Work order> From the first line of the records below through the line containing "One thing I", copy everything exactly and nothing more.

Input material>
PR #2156, opened 2025-05-29
sonos: Address a few nits from previous PR

dljsjr:
This also has the additional goal of getting another Alpha build that will use the new packaging, which is needed to inject the new API key.


drivers/SmartThings/sonos/src/lifecycle_handlers.lua
```diff
@@ -45,84 +45,63 @@ function SonosDriverLifecycleHandlers.initialize_device(driver, device)
     capabilities.mediaTrackControl.commands.previousTrack.NAME,
   }))
 
-  if not driver:has_received_startup_state() then
+  if api_version >= 14 and not driver:has_received_startup_state() then
```
dljsjr, line 48: @varzac  https://github.com/SmartThingsCommunity/SmartThingsEdgeDrivers/pull/2077#discussion_r2046924200

drivers/SmartThings/sonos/src/ssdp.lua
```diff
@@ -355,7 +355,7 @@ function _ssdp_mt:setwaker(kind, waker)
 
   assert(
     self.waker_ref == nil or waker == nil,
-    "Waker already set, cannot await SSDP serach instance from multiple locations."
+    "Waker already set, cannot await SSDP search instance from multiple locations."
```
dljsjr, line 358: @cjswedes https://github.com/SmartThingsCommunity/SmartThingsEdgeDrivers/pull/2077#discussion_r2070507110

drivers/SmartThings/sonos/src/sonos_driver.lua
```diff
@@ -316,7 +302,7 @@ function SonosDriver:get_oauth_token()
     if now < expiration then
       -- token is expiring soon, so we pre-emptively refresh
       if math.abs(expiration - now) < ONE_HOUR_IN_SECONDS then
-        local result, err = self:request_oauth_token()
+        local result, err = security.get_sonos_oauth()
```
dljsjr, line 305: This was a potential recursion issue that I caught while testing.

dljsjr:
@cjswedes @varzac One thing I haven't addressed yet is this line: https://github.com/SmartThingsCommunity/SmartThingsEdgeDrivers/blob/8467097af6e3c376347180020ea7d87887b14b8e/drivers/SmartThings/sonos/src/api/sonos_connection.lua#L224

There was discussion on the previous PR about putting a timeout w/ a retry on this. I'm still mostly of the mindset that we don't want to do this. This was something we went over quite a bit during the design stage, and we made a decision that if we don't have a linked Sonos account, then we don't want to "poll"/constantly attempt to create an account link.

I could be convinced otherwise, but we went through a great deal of pain to make sure this specific detail was possible, and I think it could actually cause more problems than it solves.

Again, though, I'm always open to discussion.

dljsjr:
@cjswedes RE: https://github.com/SmartThingsCommunity/SmartThingsEdgeDrivers/blob/8467097af6e3c376347180020ea7d87887b14b8e/drivers/SmartThings/sonos/src/api/sonos_connection.lua#L278-L287 and https://github.com/SmartThingsCommunity/SmartThingsEdgeDrivers/pull/2077#discussion_r2070656137

My intent: Having it immediately after inspecting the error code is a latency optimization, mostly; the reconnect loop *does* make a token request if there isn't one currently in-flight, like you said. This puts one in flight.

I could be swayed to consolidate it, but since the token handling is potentially several seconds of latency + highly async, I thought it would be beneficial to kick off the process ASAP. It might not actually do much in the grand scheme of things, though.

cjswedes (approved):

dljsjr:
> @dljsjr my hub is on 56 for rollback testing and am seeing this when trying to discover my sonos device
> 
> ```
> 2025-05-30_16:20:36.986 | I | broker     | <Sonos (4d111ba2)> Starting Sonos discovery
> 2025-05-30_16:20:38.100 | I | cloud      | Sending srv_notify: 0x0514/1300: c21a6c77-872c-474e-be5b-5f6f11a240ef Sonos: LuaLibv13: runtime error: [string "sonos_driver.lua"]:547: attempt to call a nil value (field 'bus')
> stack traceback:
> 	[string "sonos_driver.lua"]:547: in field 'new_driver_template'
> 	[string "init.lua"]:10: in main chunk
> 2025-05-30_16:20:38.104 | I | errlogger  | add serverNotify: 1300 -> DS03-1300
> 2025-05-30_16:20:38.105 | E | broker     | <Sonos (c21a6c77)> runtime error: [string "sonos_driver.lua"]:547: attempt to call a nil value (field 'bus')
> stack traceback:
> 	[string "sonos_driver.lua"]:547: in field 'new_driver_template'
> 	[string "init.lua"]:10: in main chunk
> ```

:facepalm: `cosock/bus.lua` is vendored, but `cosock/init.lua` isn't, so calling `.bus()` on `cosock` will obviously fail.

That bus is only used for the OAuth flow, so we can probably just avoid instantiating it with an API wrapper check.

drivers/SmartThings/sonos/src/init.lua
```diff
@@ -1,3 +1,9 @@
+local cosock = require "cosock"
```
dljsjr, line 1: @NoahCornell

Solution for this task>
PR #2156, opened 2025-05-29
sonos: Address a few nits from previous PR

dljsjr:
This also has the additional goal of getting another Alpha build that will use the new packaging, which is needed to inject the new API key.


drivers/SmartThings/sonos/src/lifecycle_handlers.lua
```diff
@@ -45,84 +45,63 @@ function SonosDriverLifecycleHandlers.initialize_device(driver, device)
     capabilities.mediaTrackControl.commands.previousTrack.NAME,
   }))
 
-  if not driver:has_received_startup_state() then
+  if api_version >= 14 and not driver:has_received_startup_state() then
```
dljsjr, line 48: @varzac  https://github.com/SmartThingsCommunity/SmartThingsEdgeDrivers/pull/2077#discussion_r2046924200

drivers/SmartThings/sonos/src/ssdp.lua
```diff
@@ -355,7 +355,7 @@ function _ssdp_mt:setwaker(kind, waker)
 
   assert(
     self.waker_ref == nil or waker == nil,
-    "Waker already set, cannot await SSDP serach instance from multiple locations."
+    "Waker already set, cannot await SSDP search instance from multiple locations."
```
dljsjr, line 358: @cjswedes https://github.com/SmartThingsCommunity/SmartThingsEdgeDrivers/pull/2077#discussion_r2070507110

drivers/SmartThings/sonos/src/sonos_driver.lua
```diff
@@ -316,7 +302,7 @@ function SonosDriver:get_oauth_token()
     if now < expiration then
       -- token is expiring soon, so we pre-emptively refresh
       if math.abs(expiration - now) < ONE_HOUR_IN_SECONDS then
-        local result, err = self:request_oauth_token()
+        local result, err = security.get_sonos_oauth()
```
dljsjr, line 305: This was a potential recursion issue that I caught while testing.

dljsjr:
@cjswedes @varzac One thing I haven't addressed yet is this line: https://github.com/SmartThingsCommunity/SmartThingsEdgeDrivers/blob/8467097af6e3c376347180020ea7d87887b14b8e/drivers/SmartThings/sonos/src/api/sonos_connection.lua#L224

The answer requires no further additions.